I have a confession, I don’t mind going to the casino to gamble every now and then. I think it stems from my grandma taking me to bingo nights at my local chapter house or when she’d take my sister and I to the casino buffets on crab leg night. Regardless, the Navajo Nation has their very own gaming department and has a total of 4 casinos that operate in different parts of the nation. They include:
- Fire Rock Casino (near Gallup, NM)
- Twin Arrows Casino (near Flagstaff, AZ)
- Flowing Water Casino (near Shiprock)
- Northern Edge Casino (near Farmington, NM)
Maybe gambling isn’t your jam and I totally understand, but I only suggest these places because the properties are unique and are the only places on your journey to grab a drink (if you want) or enjoy some sort of fine dining (I recommend Zenith Steakhouse at Twin Arrows)
Note: The people of my tribe don’t get money from our casinos (like a monthly check or whatever). This can be/is a common misconception amongst Natives, but a good thing to remember is that we’re not homogenous.
Every tribe is different and has their own governments, gaming laws, customs, traditions, and more.
Tips On How To Visit Navajo Nation Like A Pro
Well that is all I have for you, there are definitely more places that you can add to your trip, but these are some pretty solid options to choose from and are some of my faves. I understand that this list is very outdoorsy, but as I mentioned it is totally possible to add a visit to a more populated city such as Durango, Albuquerque, Flagstaff, Sedona, to your itinerary <3
Before I end, I want to add a couple of helpful things to keep in mind:
First and foremost, I do want to quickly mention that the Navajo Nation, as with many reservations across the United States, were severely affected by the COVID-19 pandemic.

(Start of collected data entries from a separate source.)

PR #2180, opened 2021-07-08
Call `super` in `API.inherited`

yogeshjain999:
`API.make_inheritable` was overriding `.inherited` hook on given instance itself. But it was not calling `super` which is required to bubble up the inheritance chain.

This PR removes `.make_inheritable` and calls `super` instead.

Fixes PR with reproducible spec #2179.

### DIFF
--- a/lib/grape/api.rb
+++ b/lib/grape/api.rb
@@ -20,10 +20,11 @@ module Grape
 
       # When inherited, will create a list of all instances (times the API was mounted)
       # It will listen to the setup required to mount that endpoint, and replicate it on any new instance
-      def inherited(api, base_instance_parent = Grape::API::Instance)
-        api.initial_setup(base_instance_parent)
+      def inherited(api)
+        super
+
+        api.initial_setup(Grape::API == self ? Grape::API::Instance : @base_instance)
         api.override_all_methods!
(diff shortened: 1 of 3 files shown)


lib/grape/api.rb
```diff
@@ -68,15 +69,6 @@ def call(*args, &block)
         instance_for_rack.call(*args, &block)
       end
 
-      # Allows an API to itself be inheritable:
-      def make_inheritable(api)
```
apotonick, line 72: Why this change? Couldn't we just call `super` in `#inherited` and leave the rest as it is? :beers:

yogeshjain999: Calling this method with `super` was creating warnings about method redefinations as `override_all_methods! ` gets called twice.

I guess `make_inheritable ` was defined in order to pass extra argument, instead of `super`.

dblock:
Given that tests are passing I'm inclined to merge this. WDYT @apotonick (and thanks for jumping in to review!)?

apotonick:
Now looking great! We need this `super` call to hook into your inheritance in [trb-endpoint](https://github.com/trailblazer/trailblazer-endpoint/), since we want to support the winning HTTP framework! :trophy: :beers:

Issue #2182, opened 2021-07-12
Changing the order of Rails middlewares in grape


onurkucukkece:
We are using a custom middleware for authenticating the grape API requests and also using `rack-attack` gem in the Rails application. We need `Rack::Attack` middleware to be called after our custom middleware in grape. Would this somehow be possible?

dblock:
Do you register your auth middleware [like this](https://github.com/ruby-grape/grape#register-custom-middleware-for-authentication)?

dnesteryuk:
This works for us:

```ruby
# config/application.rb
config.middleware.insert_after ActionDispatch::Static, Rack::Deflater
```

@onurkucukkece Have you tried?

dnesteryuk:
@onurkucukkece did you try to require a file where your middleware is defined?

onurkucukkece:
Yes I tried it and it didn't help. This time I got `“No such middleware to insert before` while starting the server. In our application the API part is loaded in a different module than the `Application` class which is inherited from `Rails::Application` and I think it's the reason why I cannot use both suggestions mentioned here. I will try to look into this later on. Thank you both for your help.

dblock:
Let's reopen this though until there's a solution.

onurkucukkece:
I managed to set the order of middlewares by registering it in our `Application` class which is inherited from `Rails::Application`

```ruby
class Company::Application < Rails::Application
  config.middleware.insert_before(Rack::Attack, Middleware::API::Auth)
end
```

dblock:
@onurkucukkece Care to document this in README?

onurkucukkece:
Yes I'd be glad to. I will create a pull request in the coming days

dblock:
Thanks for the readme, let's close this.

PR #2183, opened 2021-08-01
Update readme about registering middleware in custom Rails applications

onurkucukkece:
This PR updates readme for registering a new middleware in custom Rails applications as discussed in issue #2182


dblock:
Thanks!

As a nation, we were often the last ones to receive PPE from the U.S. government and were in situations where we were unable to mitigate the spread due to lack of running water or electricity (which 40% of the families do not have access to) compared to many other Americans who were able to do fairly easily.
Due to this, many people may continue to social distance and might be wearing masks as a precaution despite COVID restrictions being lifted by our own government recently.

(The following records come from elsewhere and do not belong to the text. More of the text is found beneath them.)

Issue #2185, opened 2021-08-06
`values` validator and `allow_blank`


maciejpankanin:
Consider this params definition:
```
params do
  requires :id, type: String
  optional :some_param, type: String, values: ["value1", "value2"]
end
```

Recently I spent couple of hours figuring out why `null` is valid value for `some_param`.

I think there should be a few words in documentation about `values` validator saying that `allow_blank` defaults to `true` and it is stronger than supplied `values` options.

dblock:
Make sense, please contribute! Also double check that we have specs for this exact behavior.

dblock:
Closed via https://github.com/ruby-grape/grape/pull/2186

flosacca:
I was confused by the fact that the empty string is not a special case that is allowed by default. I've tested the following example mentioned in `README` and an empty string cannot pass.
```ruby
params do
  requires :state, type: Symbol, values: [:active, :inactive]
end
```

There may be a misunderstanding in the original problem. When `optional` is used, `null` would be allowed unless `allow_blank` is explicitly specified to `false`.

I found that `allow_blank: false` enables `AllowBlankValidator` while `allow_blank: true` actually does nothing. So, whether an empty string is allowed by default depends totally on other factors.

maciejpankanin:
Ops, you are right, I think it should be:
```ruby
params do
  optional :state, type: Symbol, values: [:active, :inactive]
end
```

But still, isn't it misbehavior? If I understand it well, when it is `optional` and I send `null` or `''` validation will pas but if it was `requires` I would get a validation error.

It behaves like `null` or empty strings weren't values.

dblock:
Current behavior looks suspicious to me: I certainly don't expect an optional value to allow an empty string. Try writing a spec for this, fixing it and seeing if any other specs fail?

PR #2186, opened 2021-08-12
Update README.md about values validator used with allow_blank

maciejpankanin:
See #2185.

### DIFF
--- a/README.md
+++ b/README.md
@@ -1530,6 +1530,14 @@ end
 
 While Procs are convenient for single cases, consider using [Custom Validators](#custom-validators) in cases where a validation is used more than once.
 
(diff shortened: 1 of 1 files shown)


README.md
```diff
@@ -1530,6 +1530,16 @@ end
 
 While Procs are convenient for single cases, consider using [Custom Validators](#custom-validators) in cases where a validation is used more than once.
 
+Notice that [allow_blank](#allow_blank) validator is still relevant while using `values`. Having defined params like:
```
dblock, line 1533: Nit, let's use "note" like everywhere else, and make this into a single sentence?

_Note that [allow_blank](#allow_blank) validator applies while using `:values`. In the following example the absence of `:allow_blank` does not prevent `:state` from receiving blank values because `:allow_blank` defaults to `true`._

dblock (changes requested):

README.md
dblock: Don't hesitate to fix the others ;)

PR #2190, opened 2021-09-26
upgrade Rubocop & drop Ruby 2.4.x support

dnesteryuk:
To use latest Rubocop we need to drop support for Ruby 2.4.x.

Also, this change fixes some offenses with auto correction.


dblock:
Should we bump version to 1.6.0?

PR #2192, opened 2021-10-04
Memoize the result of Grape::Middleware::Base#response.

Jack12816:
**- What is it good for**

When using the `Grape::Middleware::Base#response` method multiple times from within a custom middleware, the method generates a `Rack::Response` instance each (multiple) time.

[Do not convert Rack::Response to Rack::Response](https://github.com/ruby-grape/grape/commit/7ad647a873b666ad90ebd512c58d037db2f6148e) was missing the memoization I think, because [Don't create Grape::Request multiple times](https://github.com/ruby-grape/grape/commit/22b3aefda6ef31cda2379b3d80ab8299adddd27a#diff-0575f1465bc0e57934dfcda6d3c6b81846e771a1bfce6774b1302787a8e68468) already added memoization for `#request`.

**- What I did**

While writing a simple middleware that should append a response header I hit an unexpected behavior while using the `Grape::Middleware::Base#response` helper. Example time:

```ruby
class ResponseRoute < Grape::Middleware::Base
  # (1) Works with a Grape generated response,
  #     but not with a Rails generated response (looks like they aren't
  #     sharing the Rack::Utils::HeaderHash instance)
  def after
    response['X-Debug'] = 'true'
    response
  end

  # (2) Works with a Grape and Rails generated response 
  def after
    response.tap do |res|
      res['X-Debug'] = 'true'
    end
  end
end
```

After my fix, both versions will work as expected.

images

### DIFF
--- a/CHANGELOG.md
+++ b/CHANGELOG.md
@@ -6,6 +6,7 @@
 
 #### Fixes
 
+* [#2192](https://github.com/ruby-grape/grape/pull/2192): Memoize the result of Grape::Middleware::Base#response - [@Jack12816](https://github.com/Jack12816).
 * Your contribution here.
 
 ### 1.6.0 (2021/10/04)
--- a/lib/grape/middleware/base.rb
+++ b/lib/grape/middleware/base.rb
@@ -60,7 +60,7 @@ module Grape
       def response
         return @app_response if @app_response.is_a?(Rack::Response)
 
-        Rack::Response.new(@app_response[2], @app_response[0], @app_response[1])
+        @app_response = Rack::Response.new(@app_response[2], @app_response[0], @app_response[1])
       end
 
       def content_type_for(format)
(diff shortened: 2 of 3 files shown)


Jack12816:
@dblock could you add the `hacktoberfest-accepted` label? :upside_down_face:

dblock:
> @dblock could you add the `hacktoberfest-accepted` label? 🙃

What is this? :)

Jack12816:
It's https://hacktoberfest.digitalocean.com/ - a monthlong "hackathon" where the people are encouraged to contribute to open-source projects. :) 

Yeah, and I thought you could add Grape as a participating project or label my PR's individually to count for me :)

dblock:
Done!

Jack12816:
Awesome! Thank you :relaxed:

Summer months are super touristy, so just a heads up that many families might be taking these precautions still as we tend to live in multigenerational households. Or there may still be some Navajo Nation travel restrictions (ie. Grand Falls) might kindly ask you to do the same.
Being from these areas, you also hear too many stories of tourists not being respectful simply because they are not aware, so I wanted to do my best to prepare you when and if you decide to visit.

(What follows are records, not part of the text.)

PR #2199, opened 2021-11-23
Expand test coverage of undocumented functionality

jacobherrington:
In an interview recently, I was given the Grape repository sans the
content of this method as a technical screening question. The task was
to discover what had been removed from the project and re-implement the
missing code using only the test suite.

It was actually fairly difficult to re-implement this method because
there are a couple of untested responsibilities. I think this is a
fairly integral component of the framework, so it makes sense to fully
test its functionality.

### DIFF
--- a/lib/grape/dsl/headers.rb
+++ b/lib/grape/dsl/headers.rb
@@ -3,8 +3,11 @@
 module Grape
   module DSL
     module Headers
-      # Set an individual header or retrieve
-      # all headers that have been set.
+      # This method has four responsibilities:
+      # 1. Set a specifc header value by key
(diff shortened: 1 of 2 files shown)


jacobherrington:
I see this as improving documentation, but I'm happy to add a changelog entry if necessary.

dblock:
Thanks for the test!

dblock:
Pretty wild interview test idea if you ask me, btw! How did you do @jacobherrington?

jacobherrington:
@dblock I actually really liked it! I did well enough, but joined another company! (check my account 😉)

PR #2200, opened 2021-12-05
Add validators module to all validators

ericproulx:
Hello,

While looking at the "validations/validators" folder, I found that 'validators" is not a declared module and I was wondering why. I looked at the "validations/types" and "types" is a declared module. Anyway, I thought that for consistency, it had to be done.

There were also a lot of [LeakyConstantDeclaration](https://www.rubydoc.info/gems/rubocop-rspec/RuboCop/Cop/RSpec/LeakyConstantDeclaration) inside validators specs. I figured it would be better to use AnonymousClasses instead. Unfortunately, declaring an anonymous Grape::API for every single test was slowing down everything and I thought using `let_it_be` from [test-prof](https://github.com/test-prof/test-prof/blob/master/lib/test_prof/recipes/rspec/let_it_be.rb) would be ideal.

I think rubocop-rspec could be a great addition for the spec. I could open a PR if you want.

### DIFF
--- a/CHANGELOG.md
+++ b/CHANGELOG.md
@@ -9,6 +9,7 @@
 
 * [#2193](https://github.com/ruby-grape/grape/pull/2193): Fixed the broken ruby-head NoMethodError spec - [@Jack12816](https://github.com/Jack12816).
 * [#2192](https://github.com/ruby-grape/grape/pull/2192): Memoize the result of Grape::Middleware::Base#response - [@Jack12816](https://github.com/Jack12816).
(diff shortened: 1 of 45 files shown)


dblock:
Good stuff.

+1 on rubocop-rspec, please

dm1try:
hmm, it's a breaking change for custom validators so `UPGRADING.md` should be updated.

Jack12816:
breaking change packaged as patch version. :(

dblock:
> hmm, it's a breaking change for custom validators so `UPGRADING.md` should be updated.

Lessons learned here, we should have made a major version bump or built backwards compat, see #2244

Issue #1, opened 2019-02-13
SSR Support


bmullan91:
- `graphql-hooks-ssr` module
- Should support nested queries
- Should handle ssr errors
- Should pre-populate cache to be used for rehydration on the client

Issue #2, opened 2019-02-13
Replace graphql-request


bmullan91:
- Better error handling support
- Document how to pass in fetch / polyfill on node

bmullan91:
Fixed in #5

PR #5, opened 2019-02-14
Replaced graphql-request + refactored error handling

bmullan91:
Fixes: #1, #2 

### ⚠️ Breaking Changes ⚠️ 

- `createClient` -> `GraphQLClient` class
  - config changes
  - `endpoint` -> `url`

I hope my tips and notes were helpful, but of course if you want to learn more, please click here for more tourism protocols created by the Navajo tourism department.
The Navajo Nation, the place I call home, is no doubt beautiful, however, I do want to preface that many reservations also do not come with a pretty history.
Tourists can comment and judge the socio-economic conditions, but I do want to ask that when and if you visit, please do so with an open mind.
If anything, do your research on why some places may be in the condition that they are (here’s a quick hint: attempted genocide and assimilation) and ask yourself, how you can help.
One small way you can help is to support the Native-owned businesses that exist in these tourist destinations if you do choose to visit and be mindful of the places you’re visiting and the people you are interacting with.
Don’t get me wrong, we LOVE tourists and we do rely on tourism money for a lot of things, but that doesn’t mean we can’t all learn something new about the places we visit.
I also want to say that my people and community are very self-sustaining people, we ARE resilient, and despite many of the challenges we faced historically and continue to face, we are still here and are thriving.